PR #14468, opened 2022-04-12
Added the default newsletter

tpatel:
refs https://github.com/TryGhost/Team/issues/1473

- We use the title to populate the newsletter same, slug and sender name
- We use the description to populate the newsletter description
- We use the global design settings to populate the corresponding newsletter design settings

I've enabled using a for-loop in this migration because it's iterating on an array of 9 elements which seems fine.


tpatel:
I've been hitting a [weird error](https://github.com/TryGhost/Ghost/runs/5992196380?check_suite_focus=true) :

- The “Update from latest v3” action is failing with `A GhostError occurred.` and `A ProcessError occurred.`
- The “Print debug logs” action is failing with binary operator expected

I couldn't reproduce the issue locally when booting Ghost `3.42.9` and then migrating to `4.44` using `knex-migrator`.

daniellockyer:
@tpatel 

I think it's due to:

```
[10:35:53] → Ghost was able to start, but errored during boot with: `sqlite` does not support inserting default values. Specify values explicitly or use the `useNullAsDefault` config flag. (see docs http://knexjs.org/#Builder-insert).

```

tpatel:
@daniellockyer Thanks, I haven't found what exactly is trying to insert a default value, I'm gonna look into that again

core/server/data/migrations/versions/4.44/2022-04-11-12-13-add-default-newsletter.js
```diff
@@ -0,0 +1,84 @@
...
+         */
+        async function getSetting(name, defaultValue) {
+            const setting = await knex('settings')
+                .where('key', name)
+                .select(['value'])
+                .first();
+
+            if (setting) {
+                return setting.value;
+            } else if (Object.hasOwnProperty.call(defaultSettings, name)) {
```
matthanley, line 41: Minor point, but this implementation may be difficult to reason about because it can take a default value from two different sources.

core/server/data/migrations/versions/4.44/2022-04-11-12-13-add-default-newsletter.js
```diff
@@ -0,0 +1,84 @@
...
+            if (['show_badge', 'show_feature_image', 'show_header_icon', 'show_header_title'].includes(setting)) {
+                value = value === 'true';
+            }
+            newsletter[setting] = value;
+        }
+
+        logging.info('Adding the default newsletter');
+
+        logging.info(knex('newsletters').insert(newsletter).toSQL().sql);
+        logging.info(JSON.stringify(knex('newsletters').insert(newsletter).toSQL().bindings));
```
matthanley, line 76: I guess these additional log lines are left in from debugging?

tpatel: good catch 👍

core/server/data/migrations/versions/4.44/2022-04-11-12-13-add-default-newsletter.js
```diff
@@ -0,0 +1,84 @@
...
+            status: 'active',
+            visibility: 'members',
+            subscribe_on_signup: true,
+            sort_order: 0
+        };
+
+        const designSettings = ['header_image', 'show_header_icon', 'show_header_title', 'title_font_category', 'title_alignment', 'show_feature_image', 'body_font_category', 'footer_content', 'show_badge'];
+        // eslint-disable-next-line no-restricted-syntax
+        for (const setting of designSettings) {
+            let value = await getSetting('newsletter_' + setting);
```
rishabhgrg, line 66: @tpatel I am wondering if its probably better to load all the desired setting from DB with a single knex query rather than fetching each setting individually ? Something like - 
```
await knex('settings')
            .whereIn('key', allSettings)
            .select(['key', 'value'])
```

which will fetch all settings from DB with a single query and we can then just use them directly after that ?

core/server/data/migrations/versions/4.44/2022-04-11-12-13-add-default-newsletter.js
tpatel: I've rewritten everything, I think it's simpler now

core/server/data/migrations/versions/4.44/2022-04-11-12-13-add-default-newsletter.js
tpatel: I've rewritten so that it's only one sql query to get all settings.

core/server/data/migrations/versions/4.44/2022-04-11-12-13-add-default-newsletter.js
```diff
@@ -0,0 +1,87 @@
...
+            if (config.modifier) {
+                settingsMap[config.setting] = config.modifier(settingsMap[config.setting]);
+            }
+        }
+
+        const newsletter = {
+            id: ObjectId().toHexString(),
+            name: settingsMap.title,
+            description: settingsMap.description,
+            slug: slugify(settingsMap.title),
```
rishabhgrg, line 62: I think this should be `default-newsletter`, because that is the slug we are giving to default fixture as well and we don't allow slugs to be changed at the moment. Since there will be no newsletter in DB when this is run, its better to have a consistent slug for default newsletter across fixtures/migration, wdyt ?

rshbhgrg (changes requested):

core/server/data/migrations/versions/4.44/2022-04-11-12-13-add-default-newsletter.js
```diff
@@ -0,0 +1,87 @@
...
+            sender_name: settingsMap.title,
```
matthanley, line 63: I think this should probably be `null` after https://github.com/TryGhost/Ghost/pull/14479 to maintain current behaviour

tpatel: ok I'll wait for this other PR to get merged before moving forward with this one

rishabhgrg: @tpatel Merged the other PR now so this is good to be updated :)

tpatel: awesome, I've updated the slug and sender_name changes based on your PR 👍

core/server/data/migrations/versions/4.44/2022-04-11-12-13-add-default-newsletter.js
tpatel: fixed 👍

matthanley (commented):
tbh this migration feels difficult to follow/unnecessarily complex, as if it's had new bits added to it without rethinking the whole approach.

I've taken the liberty of reimplementing it [here](https://github.com/matthanley/Ghost/blob/8e1adf003d91c950ccc7e300aceccdfa94706ebb/core/server/data/migrations/versions/4.44/2022-04-13-13-00-add-default-newsletter.js) as an example of how I'd approach it. Let me know what you think!

tpatel:
I usually do prefer having the configuration separated from the code which is why it was structured that way. I also prefer using regexp as it avoids depending on lodash. I'm not attached to my implementation so I'm fine with changing it.

tpatel:
Just a note: this is only adding the default newsletter and not subscribing the existing members to this newsletter as this is part of [another task](https://github.com/TryGhost/Team/issues/1508) that is planned later in the feature development.

rshbhgrg (approved):

matthanley (approved):

matthanley:
We should hold off merging this and merge everything at once - otherwise if people change their design settings those changes will get reverted when we release newsletters

core/server/data/migrations/versions/4.45/2022-04-13-13-00-add-default-newsletter.js
```diff
@@ -0,0 +1,82 @@
...
+                newsletter[key] = value;
+            }
+        }
+
+        logging.info('Adding the default newsletter');
+        await knex('newsletters').insert(newsletter);
+    },
+    async function down() {
+        // Noop because we don't want to reset the default newsletter values
+        logging.info(`Skipping newsletter design settings backfill rollack - not needed`);
```
daniellockyer, line 79: `s/rollack/rollback/`

daniellockyer (approved):

SimonBackx:
We might want to hold off on merging this until I added the `created_at` and `updated_at` timestamps to the newsletters table

PR #14480, opened 2022-04-14
Added migration to adjust mrr in subscriptions for cancel_at_period_end

SimonBackx:
refs https://github.com/TryGhost/Team/issues/1515

- Sets MRR to zero for all subscriptions where `cancel_at_period_end` is true
- Rollbacks to same logic as migration https://github.com/TryGhost/Ghost/pull/14465
- We need to be careful that future backfill adjustments of MRR happen after this one for the rollback to keep working


SimonBackx:
This is a 5.0 migration for the 5.0 branch

matthanley (approved):

allouis (approved):

daniellockyer (approved):

PR #14481, opened 2022-04-14
Updated calculation of MRR history to use mrr column

SimonBackx:
refs https://github.com/TryGhost/Team/issues/1518

- Uses mrr column now
- Doesn't account for `cancel_at_period_end` until a migration fixes the MRR values: https://github.com/TryGhost/Ghost/pull/14480


SimonBackx:
The snapshot of one of the tests failed because one of the test fixtures created a subscription with a MRR set while `cancel_at_period_end` was true. Depending on the dashboardv5 flag, that could have been a non-zero MRR or not IRL... So tests are a bit hacky here.

matthanley (approved):

PR #14485, opened 2022-04-14
Fixed the newsletter_id assignement in the post API

tpatel:
refs https://github.com/TryGhost/Team/issues/1502

- Added two tests to make sure we assign a default `newsletter_id` when needed and to make sure `newsletter_id` can't be changed once an email is sent.
- Fixed the model so that we don't change `newsletter_id` if it's already defined when publishing, and so that we clear `newsletter_id` when a post is changed to draft without an email being sent.
- Fixed the post service so that a `newsletter_id` is always defined when editing a post. The alternative would have been to do an extra post fetch and write complex logic to only fetch the `newsletter_id` when we are about to send an email. The chosen solution has less code and uses an extra newsletter fetch instead of an extra post fetch, which is more performant given there could be ten of thousands of posts and it would be surprising to have more than thousands of newsletters (a more realistic figure would be less than a hundred newsletters).

### DIFF
--- a/core/server/models/post.js
+++ b/core/server/models/post.js
@@ -676,6 +676,7 @@ Post = ghostBookshelf.Model.extend({
 
         // newsletter_id is read-only and should only be set using a query param when publishing/scheduling
         if (options.newsletter_id
+            && !this.get('newsletter_id')
             && this.hasChanged('status')
             && (newStatus === 'published' || newStatus === 'scheduled')) {
             this.set('newsletter_id', options.newsletter_id);
@@ -695,6 +696,7 @@ Post = ghostBookshelf.Model.extend({
                 return self.related('email').fetch({transacting: options.transacting}).then((email) => {
                     if (!email) {
                         self.set('email_recipient_filter', 'none');
+                        self.set('newsletter_id', null);
                     }
                 });
             });
--- a/core/server/services/posts/posts-service.js
+++ b/core/server/services/posts/posts-service.js
@@ -28,6 +28,12 @@ class PostsService {
                     message: messages.invalidNewsletterId
                 });
             }
+        } else {
+            // Set the newsletter_id if it isn't passed to the API
+            const newsletters = await this.models.Newsletter.findPage({status: 'active', limit: 1, columns: ['id']}, {transacting: frame.options.transacting});
+            if (newsletters.data.length > 0) {
+                frame.options.newsletter_id = newsletters.data[0].id;
+            }
         }
 
         if (!frame.options.email_recipient_filter && frame.options.send_email_when_published) {
@@ -76,14 +82,6 @@ class PostsService {
             const sendEmail = model.wasChanged() && this.shouldSendEmail(model.get('status'), model.previous('status'));
 
             if (sendEmail) {
-                // Set the newsletter_id if it isn't passed to the API
-                if (!frame.options.newsletter_id) {
-                    const newsletters = await this.models.Newsletter.findPage({status: 'active', limit: 1, columns: ['id']}, {transacting: frame.options.transacting});
-                    if (newsletters.data.length > 0) {
-                        frame.options.newsletter_id = newsletters.data[0].id;
-                    }
-                }
-
                 let postEmail = model.relations.email;
 
                 if (!postEmail) {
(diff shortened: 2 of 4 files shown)


test/e2e-api/admin/posts.test.js
```diff
@@ -490,6 +494,131 @@ describe('Posts API', function () {
...
+            .send({posts: [updatedPost]})
+            .expect('Content-Type', /json/)
+            .expect('Cache-Control', testUtils.cacheRules.private)
+            .expect(200);
+
+        const model = await models.Post.findOne({
+            id
+        }, testUtils.context.internal);
+
+        should(model.get('newsletter_id')).not.eql(null);
```
matthanley, line 536: This is only testing that newsletter_id is set, not that it's set to the default newsletter which is what the test claims

core/server/models/post.js
```diff
@@ -676,6 +676,7 @@ Post = ghostBookshelf.Model.extend({
 
         // newsletter_id is read-only and should only be set using a query param when publishing/scheduling
         if (options.newsletter_id
+            && !this.get('newsletter_id')
```
kevinansfield, line 679: Thinking through whether this conditional is needed. If we keep it then it means the only way to change a newsletter for a scheduled post is to make the post a draft, then re-schedule. This makes sense within the existing publishing flow because we disable the recipient selection too but it might need re-visiting in the context of the publishing flow redesign.

No issue with it going in as-is but I'll ping design team to check.

core/server/services/posts/posts-service.js
```diff
@@ -28,6 +28,12 @@ class PostsService {
                     message: messages.invalidNewsletterId
                 });
             }
+        } else {
+            // Set the newsletter_id if it isn't passed to the API
+            const newsletters = await this.models.Newsletter.findPage({status: 'active', limit: 1, columns: ['id']}, {transacting: frame.options.transacting});
```
kevinansfield, line 33: If this is meant to be finding the default newsletter then I think we'll need an `order: 'sort_order DESC'` param so we get the first newsletter in the sorted list.

kevinansfield: Or are newsletters always sorted by `sort_order`?

kevinansfield: They are! Ignore this 🙂

kevinansfield (approved):
Approving on the basis that [@matthanley's comment](https://github.com/TryGhost/Ghost/pull/14485/files#r851217467) on the tests is resolved.

I've asked product/design about the desired behaviour for changing the newsletter for a scheduled post - if anything needs changing for that it can be done in a later iteration.

core/server/models/post.js
tpatel: Given [this](https://github.com/TryGhost/Ghost/blob/7a55e1a60ad6a7a1d4d451a92a5f853857cd496b/core/server/models/post.js#L687-L688) I believe we can't change the `email_recipient_filter` while a post stays on `scheduled`. So this shouldn't be an issue, right?

kevinansfield: That's the same assumption I'm looking for clarity on with regards to the updated publishing flow.

tpatel: I'm reformulating to make sure I understand:
1. Right now we need to unpublished a scheduled post in order to change the recipients, which is enforced both in the Admin and in the API.
2. There is the option to change this flow so that we can edit the recipients of a post while it's scheduled, this needs Peter's input and if we go with it we'll need to change the server & admin implementation

kevinansfield: 1. Correct.
2. Correct. We're re-working the publishing flow so all things like this are up for re-evaluation 🙂 Nothing needed in this PR so sorry for the noise, it was just seeing the conditional that triggered the thought 😅

matthanley (approved):

matthanley:
Note the tests are consistently failing on this - approval is subject to tests passing

tpatel:
I'm puzzled by the tests failing. The error is happening on the `"after all" hook for "Can upload routes.yaml"`, however there is no `after all`, only an `after`, and it only contains `return testUtils.stopGhost();`.
I can't reproduce the failing test locally.
Most likely I've introduced an issue but our test framework isn't making it easy to debug.

tpatel:
After more digging it seems like a CI-only test failure, I'm gonna leave this task on the side for Daniel to give it a look.

PR #14489, opened 2022-04-15
Filter member email recipients based on the newsletter subscriptions

tpatel:
refs https://github.com/TryGhost/Team/issues/1524

- We need to fetch the post newsletter to grab the slug as it's needed for the member NQL filter.
- We can then use the newsletter slug and append it in the existing member NQL filter.

This is the backend implementation only, there is still the need for an admin PR to update the members counts that are displayed in the Publish flow.

### DIFF
--- a/core/server/services/mega/mega.js
+++ b/core/server/services/mega/mega.js
@@ -160,7 +160,8 @@ const transformEmailRecipientFilter = (emailRecipientFilter, {errorProperty = 'e
     }
 
     if (newsletter) {
-        switch (newsletter.visibility) {
+        const visibility = newsletter.get('visibility');
+        switch (visibility) {
         case 'members':
             // No need to add a member status filter as the email is available to all members
             break;
@@ -170,7 +171,7 @@ const transformEmailRecipientFilter = (emailRecipientFilter, {errorProperty = 'e
         default:
             throw new errors.InternalServerError({
                 message: tpl(messages.newsletterVisibilityError, {
-                    value: newsletter.visibility
+                    value: visibility
                 })
             });
         }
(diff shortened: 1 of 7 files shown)


core/server/services/mega/mega.js
```diff
@@ -384,6 +385,11 @@ async function getEmailMemberRows({emailModel, memberSegment, options}) {
         filterOptions.filter = `${filterOptions.filter}+${memberSegment}`;
     }
 
+    if (labsService.isSet('multipleNewsletters') && emailModel.get('newsletter_id')) {
+        const newsletter = await emailModel.related('newsletter').fetch();
+        filterOptions.filter = `${filterOptions.filter}+newsletters:${newsletter.slug}`;
```
matthanley, line 390: While it's not used right now, I think we should also take into account the newsletter's `visibility` property here to satisfy [this requirement](https://www.notion.so/ghost/Architecture-Notes-65c8733988e946d98872bb9f4655b40f#e656ac2e3d974b2eaecc911812f0173a).

matthanley:
@tpatel you'll also need to update [the transform](https://github.com/tpatel/Ghost/blob/211497ce95c54b3c6cad65e51178f488cff3c10f/core/server/services/mega/mega.js#L130) to stop using the member's subscribed flag.

core/server/services/mega/mega.js
```diff
@@ -377,7 +413,15 @@ async function getEmailMemberRows({emailModel, memberSegment, options}) {
...
     const filterOptions = Object.assign({}, knexOptions);
 
-    const recipientFilter = transformEmailRecipientFilter(emailModel.get('recipient_filter'), {errorProperty: 'recipient_filter'});
+    let newsletter;
+    if (labsService.isSet('multipleNewsletters')) {
+        try {
+            newsletter = await emailModel.related('newsletter').fetch();
+        } catch (error) {
+            // Ignore NotFoundError
+        }
```
kevinansfield, line 422: Can you use `const newsletter = await emailModel.related('newsletter').fetch({require: false})` instead here? My understanding is that would [ignore a not-found error](https://bookshelfjs.org/api.html#Model-instance-fetch) automatically, in which case if there's some other error we won't be silently hiding it.

tpatel: neat, I didn't know about this property, thanks 👍

SimonBackx:
I'm working on some changes here with the fixtures from https://github.com/TryGhost/Ghost/pull/14563. Still some failing tests but now they should be easy to solve with these fixtures

SimonBackx:
There is still a bug somewhere when sending without the newsletter_id option

matthanley (approved):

_YOUR ASSIGNMENT_. Note each line of the material holding "draft" and copy it out.

_EXERCISE SOLUTION_.
- Fixed the model so that we don't change `newsletter_id` if it's already defined when publishing, and so that we clear `newsletter_id` when a post is changed to draft without an email being sent.
kevinansfield, line 679: Thinking through whether this conditional is needed. If we keep it then it means the only way to change a newsletter for a scheduled post is to make the post a draft, then re-schedule. This makes sense within the existing publishing flow because we disable the recipient selection too but it might need re-visiting in the context of the publishing flow redesign.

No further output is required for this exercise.